> **INSTRUCTIONS FOR THE TASK**: The lines to repeat are those below from the one containing "### Steps to reproduce" down to the one containing "- Execute the job", both included; reproduce them exactly and nothing else.
● ● ● ● ●
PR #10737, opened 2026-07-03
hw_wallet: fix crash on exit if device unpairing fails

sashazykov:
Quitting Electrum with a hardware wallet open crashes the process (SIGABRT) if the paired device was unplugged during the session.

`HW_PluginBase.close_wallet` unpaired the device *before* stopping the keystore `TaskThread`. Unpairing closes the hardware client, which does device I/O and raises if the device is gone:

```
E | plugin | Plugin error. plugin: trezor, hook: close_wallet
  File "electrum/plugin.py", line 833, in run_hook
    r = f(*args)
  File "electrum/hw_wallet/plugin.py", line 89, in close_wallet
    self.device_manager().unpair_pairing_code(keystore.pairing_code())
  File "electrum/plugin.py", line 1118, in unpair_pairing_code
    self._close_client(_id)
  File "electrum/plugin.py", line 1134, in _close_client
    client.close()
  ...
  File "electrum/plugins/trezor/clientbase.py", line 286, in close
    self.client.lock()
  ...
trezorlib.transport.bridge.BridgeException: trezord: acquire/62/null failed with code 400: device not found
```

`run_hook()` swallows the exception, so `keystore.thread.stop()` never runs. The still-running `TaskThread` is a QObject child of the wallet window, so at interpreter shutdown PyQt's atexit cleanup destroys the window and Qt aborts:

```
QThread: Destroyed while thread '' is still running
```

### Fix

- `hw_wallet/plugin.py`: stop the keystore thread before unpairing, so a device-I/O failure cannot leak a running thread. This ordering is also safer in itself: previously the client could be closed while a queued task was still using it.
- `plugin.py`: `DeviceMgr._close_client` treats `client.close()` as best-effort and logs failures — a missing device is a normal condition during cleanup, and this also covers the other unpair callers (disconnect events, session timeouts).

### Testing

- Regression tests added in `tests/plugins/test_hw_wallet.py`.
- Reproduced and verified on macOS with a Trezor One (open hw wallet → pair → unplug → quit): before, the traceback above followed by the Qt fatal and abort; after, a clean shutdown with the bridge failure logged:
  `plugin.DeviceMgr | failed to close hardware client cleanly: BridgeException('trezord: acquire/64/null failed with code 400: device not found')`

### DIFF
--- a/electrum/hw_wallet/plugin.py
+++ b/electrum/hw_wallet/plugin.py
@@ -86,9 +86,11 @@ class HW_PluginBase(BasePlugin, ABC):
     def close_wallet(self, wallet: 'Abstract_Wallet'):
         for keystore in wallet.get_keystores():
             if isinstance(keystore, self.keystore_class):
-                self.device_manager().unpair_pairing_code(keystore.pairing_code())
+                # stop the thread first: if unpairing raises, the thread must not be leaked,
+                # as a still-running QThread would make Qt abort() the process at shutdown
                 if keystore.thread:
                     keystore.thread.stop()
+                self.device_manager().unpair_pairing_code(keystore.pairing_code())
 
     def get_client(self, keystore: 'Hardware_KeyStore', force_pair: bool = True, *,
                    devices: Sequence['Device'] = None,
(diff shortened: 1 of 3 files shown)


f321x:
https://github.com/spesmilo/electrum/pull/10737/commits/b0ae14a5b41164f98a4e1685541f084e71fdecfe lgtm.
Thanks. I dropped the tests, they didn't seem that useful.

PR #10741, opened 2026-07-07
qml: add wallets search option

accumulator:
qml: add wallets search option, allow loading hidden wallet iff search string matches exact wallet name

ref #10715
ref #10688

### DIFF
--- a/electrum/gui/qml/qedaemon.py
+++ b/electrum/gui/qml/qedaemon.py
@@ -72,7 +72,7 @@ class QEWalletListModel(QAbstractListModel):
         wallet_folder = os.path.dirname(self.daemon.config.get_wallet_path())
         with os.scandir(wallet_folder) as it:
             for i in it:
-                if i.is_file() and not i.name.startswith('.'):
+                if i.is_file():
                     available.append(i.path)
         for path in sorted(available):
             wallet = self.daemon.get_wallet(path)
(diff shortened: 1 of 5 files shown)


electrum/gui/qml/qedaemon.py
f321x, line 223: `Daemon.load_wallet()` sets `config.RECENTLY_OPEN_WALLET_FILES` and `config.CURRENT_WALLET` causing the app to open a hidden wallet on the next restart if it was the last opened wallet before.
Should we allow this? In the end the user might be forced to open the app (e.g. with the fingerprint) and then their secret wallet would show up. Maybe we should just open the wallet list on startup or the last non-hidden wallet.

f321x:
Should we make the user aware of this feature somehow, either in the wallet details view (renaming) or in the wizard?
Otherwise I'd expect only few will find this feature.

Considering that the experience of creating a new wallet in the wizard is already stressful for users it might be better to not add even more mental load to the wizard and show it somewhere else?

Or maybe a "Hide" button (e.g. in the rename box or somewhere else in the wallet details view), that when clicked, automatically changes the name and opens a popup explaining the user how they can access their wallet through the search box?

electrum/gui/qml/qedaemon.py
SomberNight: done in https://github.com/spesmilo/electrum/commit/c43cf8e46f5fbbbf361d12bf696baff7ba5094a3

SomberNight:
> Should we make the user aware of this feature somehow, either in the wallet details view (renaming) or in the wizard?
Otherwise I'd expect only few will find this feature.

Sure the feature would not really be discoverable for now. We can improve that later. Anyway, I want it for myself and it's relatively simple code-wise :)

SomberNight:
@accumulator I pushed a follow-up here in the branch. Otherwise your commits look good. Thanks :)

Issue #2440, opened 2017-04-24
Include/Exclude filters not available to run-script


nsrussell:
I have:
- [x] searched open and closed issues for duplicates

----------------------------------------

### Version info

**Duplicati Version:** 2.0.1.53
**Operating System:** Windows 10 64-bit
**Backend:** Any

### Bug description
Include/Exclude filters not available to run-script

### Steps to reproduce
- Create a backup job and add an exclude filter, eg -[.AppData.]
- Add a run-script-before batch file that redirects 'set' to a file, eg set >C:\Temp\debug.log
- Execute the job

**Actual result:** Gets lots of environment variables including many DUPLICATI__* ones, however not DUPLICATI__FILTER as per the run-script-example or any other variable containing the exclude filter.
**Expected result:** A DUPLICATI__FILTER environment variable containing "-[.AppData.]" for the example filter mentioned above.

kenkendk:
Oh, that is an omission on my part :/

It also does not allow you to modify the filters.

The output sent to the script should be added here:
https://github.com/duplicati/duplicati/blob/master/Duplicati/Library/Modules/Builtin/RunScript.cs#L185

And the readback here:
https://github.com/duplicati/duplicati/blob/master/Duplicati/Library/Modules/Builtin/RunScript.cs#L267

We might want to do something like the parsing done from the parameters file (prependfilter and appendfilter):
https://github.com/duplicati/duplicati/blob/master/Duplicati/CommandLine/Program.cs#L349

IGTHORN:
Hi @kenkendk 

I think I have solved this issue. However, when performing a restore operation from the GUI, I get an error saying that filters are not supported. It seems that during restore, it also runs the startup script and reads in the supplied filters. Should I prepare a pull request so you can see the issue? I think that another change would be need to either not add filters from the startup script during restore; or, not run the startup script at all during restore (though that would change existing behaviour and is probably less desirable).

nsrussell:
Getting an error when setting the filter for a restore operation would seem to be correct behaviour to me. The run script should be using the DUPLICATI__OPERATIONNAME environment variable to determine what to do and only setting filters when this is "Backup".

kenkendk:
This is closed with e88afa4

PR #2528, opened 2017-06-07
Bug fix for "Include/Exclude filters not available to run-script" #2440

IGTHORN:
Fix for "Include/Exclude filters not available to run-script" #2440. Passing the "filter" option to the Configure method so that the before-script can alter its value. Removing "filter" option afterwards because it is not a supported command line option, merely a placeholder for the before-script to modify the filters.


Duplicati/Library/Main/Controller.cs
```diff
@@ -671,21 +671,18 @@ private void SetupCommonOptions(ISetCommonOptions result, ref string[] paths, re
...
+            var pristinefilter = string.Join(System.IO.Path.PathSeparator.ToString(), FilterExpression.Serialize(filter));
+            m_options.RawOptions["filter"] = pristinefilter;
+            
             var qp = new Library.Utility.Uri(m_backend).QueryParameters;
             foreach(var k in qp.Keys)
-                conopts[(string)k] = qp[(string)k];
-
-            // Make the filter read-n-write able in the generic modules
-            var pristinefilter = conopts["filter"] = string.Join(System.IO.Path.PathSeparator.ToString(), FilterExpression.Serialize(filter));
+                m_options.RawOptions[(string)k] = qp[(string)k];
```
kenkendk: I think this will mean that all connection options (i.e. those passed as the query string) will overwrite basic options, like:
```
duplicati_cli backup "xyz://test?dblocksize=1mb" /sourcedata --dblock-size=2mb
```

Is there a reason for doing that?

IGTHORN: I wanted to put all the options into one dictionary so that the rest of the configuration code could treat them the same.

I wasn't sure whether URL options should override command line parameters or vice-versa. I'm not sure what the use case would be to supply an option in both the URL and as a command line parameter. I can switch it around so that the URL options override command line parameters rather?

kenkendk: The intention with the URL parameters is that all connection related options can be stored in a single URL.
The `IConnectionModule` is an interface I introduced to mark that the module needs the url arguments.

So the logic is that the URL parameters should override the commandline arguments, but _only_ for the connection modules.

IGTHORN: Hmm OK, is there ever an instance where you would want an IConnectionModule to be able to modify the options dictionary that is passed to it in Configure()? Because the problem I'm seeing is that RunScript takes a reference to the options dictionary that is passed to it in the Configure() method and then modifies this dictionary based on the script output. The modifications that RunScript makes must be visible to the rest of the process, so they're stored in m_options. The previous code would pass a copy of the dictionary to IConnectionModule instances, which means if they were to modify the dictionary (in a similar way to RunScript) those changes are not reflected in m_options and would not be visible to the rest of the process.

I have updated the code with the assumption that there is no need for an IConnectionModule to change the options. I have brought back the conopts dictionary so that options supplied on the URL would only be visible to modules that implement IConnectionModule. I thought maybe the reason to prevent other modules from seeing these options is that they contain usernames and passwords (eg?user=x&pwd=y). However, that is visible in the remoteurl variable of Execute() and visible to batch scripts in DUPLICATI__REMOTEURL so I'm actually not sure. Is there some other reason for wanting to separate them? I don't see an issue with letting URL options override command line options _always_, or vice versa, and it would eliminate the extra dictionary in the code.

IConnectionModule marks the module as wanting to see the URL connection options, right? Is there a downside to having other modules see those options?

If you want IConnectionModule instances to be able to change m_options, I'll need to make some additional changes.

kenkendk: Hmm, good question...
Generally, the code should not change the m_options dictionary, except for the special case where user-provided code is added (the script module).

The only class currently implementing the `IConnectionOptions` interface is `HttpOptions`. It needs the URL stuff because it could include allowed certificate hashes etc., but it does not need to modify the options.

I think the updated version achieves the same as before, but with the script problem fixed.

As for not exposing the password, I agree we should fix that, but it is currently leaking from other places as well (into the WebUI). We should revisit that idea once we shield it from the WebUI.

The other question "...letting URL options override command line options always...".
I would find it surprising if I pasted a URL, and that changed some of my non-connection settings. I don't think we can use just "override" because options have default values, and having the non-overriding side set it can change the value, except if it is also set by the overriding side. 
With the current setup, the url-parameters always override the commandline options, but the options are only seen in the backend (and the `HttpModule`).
● ● ● ● ●
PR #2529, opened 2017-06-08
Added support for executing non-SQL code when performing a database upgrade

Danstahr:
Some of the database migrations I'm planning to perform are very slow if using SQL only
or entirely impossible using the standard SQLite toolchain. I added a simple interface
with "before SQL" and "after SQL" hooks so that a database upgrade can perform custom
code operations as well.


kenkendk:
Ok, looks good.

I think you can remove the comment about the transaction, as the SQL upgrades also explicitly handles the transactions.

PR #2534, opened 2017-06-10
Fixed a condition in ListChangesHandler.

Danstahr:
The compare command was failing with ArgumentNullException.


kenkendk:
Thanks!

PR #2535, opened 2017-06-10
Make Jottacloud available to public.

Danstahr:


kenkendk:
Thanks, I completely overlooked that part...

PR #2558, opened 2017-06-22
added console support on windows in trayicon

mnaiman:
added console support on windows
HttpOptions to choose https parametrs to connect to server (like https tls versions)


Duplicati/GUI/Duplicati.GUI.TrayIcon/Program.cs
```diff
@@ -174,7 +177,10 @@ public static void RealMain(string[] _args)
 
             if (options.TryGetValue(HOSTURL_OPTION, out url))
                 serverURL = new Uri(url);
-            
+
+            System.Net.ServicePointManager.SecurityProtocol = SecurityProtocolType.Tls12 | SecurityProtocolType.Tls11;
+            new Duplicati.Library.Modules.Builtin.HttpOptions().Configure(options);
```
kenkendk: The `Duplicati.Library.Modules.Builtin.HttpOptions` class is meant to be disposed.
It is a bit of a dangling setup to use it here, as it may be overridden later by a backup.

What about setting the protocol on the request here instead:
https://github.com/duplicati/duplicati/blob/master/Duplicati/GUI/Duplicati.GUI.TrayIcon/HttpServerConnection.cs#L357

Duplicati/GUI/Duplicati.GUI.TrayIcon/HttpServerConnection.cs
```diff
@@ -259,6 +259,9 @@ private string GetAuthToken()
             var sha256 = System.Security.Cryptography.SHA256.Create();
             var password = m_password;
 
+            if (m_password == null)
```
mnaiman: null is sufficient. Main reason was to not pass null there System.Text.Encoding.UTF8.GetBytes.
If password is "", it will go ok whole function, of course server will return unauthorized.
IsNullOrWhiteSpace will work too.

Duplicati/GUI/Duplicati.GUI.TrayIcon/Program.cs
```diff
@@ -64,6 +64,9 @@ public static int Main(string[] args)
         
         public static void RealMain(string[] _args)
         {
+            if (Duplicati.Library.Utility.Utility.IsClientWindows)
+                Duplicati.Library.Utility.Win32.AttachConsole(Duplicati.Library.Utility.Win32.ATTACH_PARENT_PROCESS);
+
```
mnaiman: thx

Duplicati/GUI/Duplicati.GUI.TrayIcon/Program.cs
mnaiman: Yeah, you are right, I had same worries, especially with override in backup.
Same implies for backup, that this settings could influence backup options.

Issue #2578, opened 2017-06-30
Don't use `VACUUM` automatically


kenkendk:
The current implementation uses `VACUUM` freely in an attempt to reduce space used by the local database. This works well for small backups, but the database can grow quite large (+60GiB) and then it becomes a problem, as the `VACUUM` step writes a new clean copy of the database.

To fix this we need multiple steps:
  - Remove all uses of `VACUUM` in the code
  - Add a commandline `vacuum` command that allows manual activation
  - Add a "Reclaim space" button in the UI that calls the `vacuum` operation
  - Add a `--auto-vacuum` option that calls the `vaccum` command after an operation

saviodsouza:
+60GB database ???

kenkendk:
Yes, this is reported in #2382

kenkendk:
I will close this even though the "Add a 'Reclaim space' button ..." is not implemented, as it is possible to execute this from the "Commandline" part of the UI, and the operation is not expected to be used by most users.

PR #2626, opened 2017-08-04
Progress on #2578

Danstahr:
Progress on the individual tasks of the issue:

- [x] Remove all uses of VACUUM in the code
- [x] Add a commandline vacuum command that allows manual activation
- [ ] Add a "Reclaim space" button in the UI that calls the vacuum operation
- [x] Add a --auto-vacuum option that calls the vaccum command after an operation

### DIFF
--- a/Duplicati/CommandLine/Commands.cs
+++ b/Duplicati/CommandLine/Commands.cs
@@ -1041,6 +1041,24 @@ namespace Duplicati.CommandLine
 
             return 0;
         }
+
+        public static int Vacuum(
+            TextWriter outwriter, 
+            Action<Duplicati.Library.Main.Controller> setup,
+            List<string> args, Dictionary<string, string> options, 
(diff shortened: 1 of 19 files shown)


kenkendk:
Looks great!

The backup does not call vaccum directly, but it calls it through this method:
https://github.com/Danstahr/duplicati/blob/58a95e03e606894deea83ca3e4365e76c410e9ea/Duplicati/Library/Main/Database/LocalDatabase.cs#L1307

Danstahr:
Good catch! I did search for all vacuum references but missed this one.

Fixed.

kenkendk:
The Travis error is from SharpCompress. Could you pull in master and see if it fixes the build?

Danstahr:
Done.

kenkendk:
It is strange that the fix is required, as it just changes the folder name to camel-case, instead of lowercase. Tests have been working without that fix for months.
● ● ● ● ●
> **ANSWER SECTION**:
### Steps to reproduce
- Create a backup job and add an exclude filter, eg -[.AppData.]
- Add a run-script-before batch file that redirects 'set' to a file, eg set >C:\Temp\debug.log
- Execute the job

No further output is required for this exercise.